# DO NOT PLOG UNIT INTO AGFI OUTLET vs 210.8(B)(5)



## Chris Kennedy (Nov 19, 2007)

Got a brand new bar and restaurant set to open this weekend. Got 4 glass chillers located behind bar. One was tripping the GFCI(s). Rep from Krowne called and said not to plug it into a GFI. I said, are you kidding me???

He sent me some interesting info. See pg 4 here.


----------



## Celtic (Nov 19, 2007)

v










Any reason/logic why not?


----------



## chicken steve (Mar 22, 2011)

Is this considered a 210.8(b)(2)_ 'kitchen'_ area Chris?

~CS~


----------



## wildleg (Apr 12, 2009)

a "BAR" isn't one of the places listed in 210.8 B 1 thru 8. is it in the kitchen or within 6' of the sink ?


----------



## chicken steve (Mar 22, 2011)

Celtic said:


> v
> 
> 
> 
> Any reason/logic why not?


that digital messing with terminal #7 ?

~CS~


----------



## chicken steve (Mar 22, 2011)

wildleg said:


> a "BAR" isn't one of the places listed in 210.8 1 thru 8. is it in the kitchen or within 6' of the sink ?

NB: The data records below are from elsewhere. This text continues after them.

PR #1056, opened 2022-06-17
[REACTOR] Reactify CanSendFrom::userCanSendFrom

quantranhong1999:
This change should improve the reactive chain where using CanSendFrom::userCanSendFrom (reactive).
One place left using this is `SenderAuthIdentifyVerificationRcptHook` (SMTP) which we could not migrate to reactive soon for now, therefore we need to keep CanSendFrom::userCanSendFrom (non-reactive).

### DIFF
--- a/server/data/data-api/src/main/java/org/apache/james/rrt/api/CanSendFrom.java
+++ b/server/data/data-api/src/main/java/org/apache/james/rrt/api/CanSendFrom.java
@@ -24,8 +24,6 @@ import org.apache.james.core.MailAddress;
 import org.apache.james.core.Username;
 import org.reactivestreams.Publisher;
 
-import reactor.core.publisher.Mono;
-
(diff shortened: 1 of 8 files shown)


server/data/data-api/src/main/java/org/apache/james/rrt/api/CanSendFrom.java
```diff
@@ -30,6 +33,10 @@ public interface CanSendFrom {
      */
     boolean userCanSendFrom(Username connectedUser, Username fromUser);
 
+    default Publisher<Boolean> userCanSendFromReactive(Username connectedUser, Username fromUser) {
```
chibenwa, line 36: CanSendFromImpl don't need to wrap it's blocking calls? Shouldn't it implement this default method?

Arsnael (approved):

_asking,_ don't know if it's also a food prep area wl....

~CS~


----------



## Celtic (Nov 19, 2007)

chicken steve said:


> Is this considered a 210.8(b)(2)_ 'kitchen'_ area


I do not see where the units final location matters.

It could _be_ within 6' of a wet bar, on an outside patio, etc.


----------



## wildleg (Apr 12, 2009)

chicken steve said:


> that digital messing with terminal #7 ?
> 
> ~CS~


I'm thinking there must be an indicator light with residual current on the ground. why else ?


----------



## wildleg (Apr 12, 2009)

chicken steve said:


> _asking,_ don't know if it's also a food prep area wl....
> 
> ~CS~


kitchen - permanent provisions for cooking (food prep isn't a kitchen)


----------



## chicken steve (Mar 22, 2011)

yes and yes then

so why would a manufacturer insist on non gfi accomodations?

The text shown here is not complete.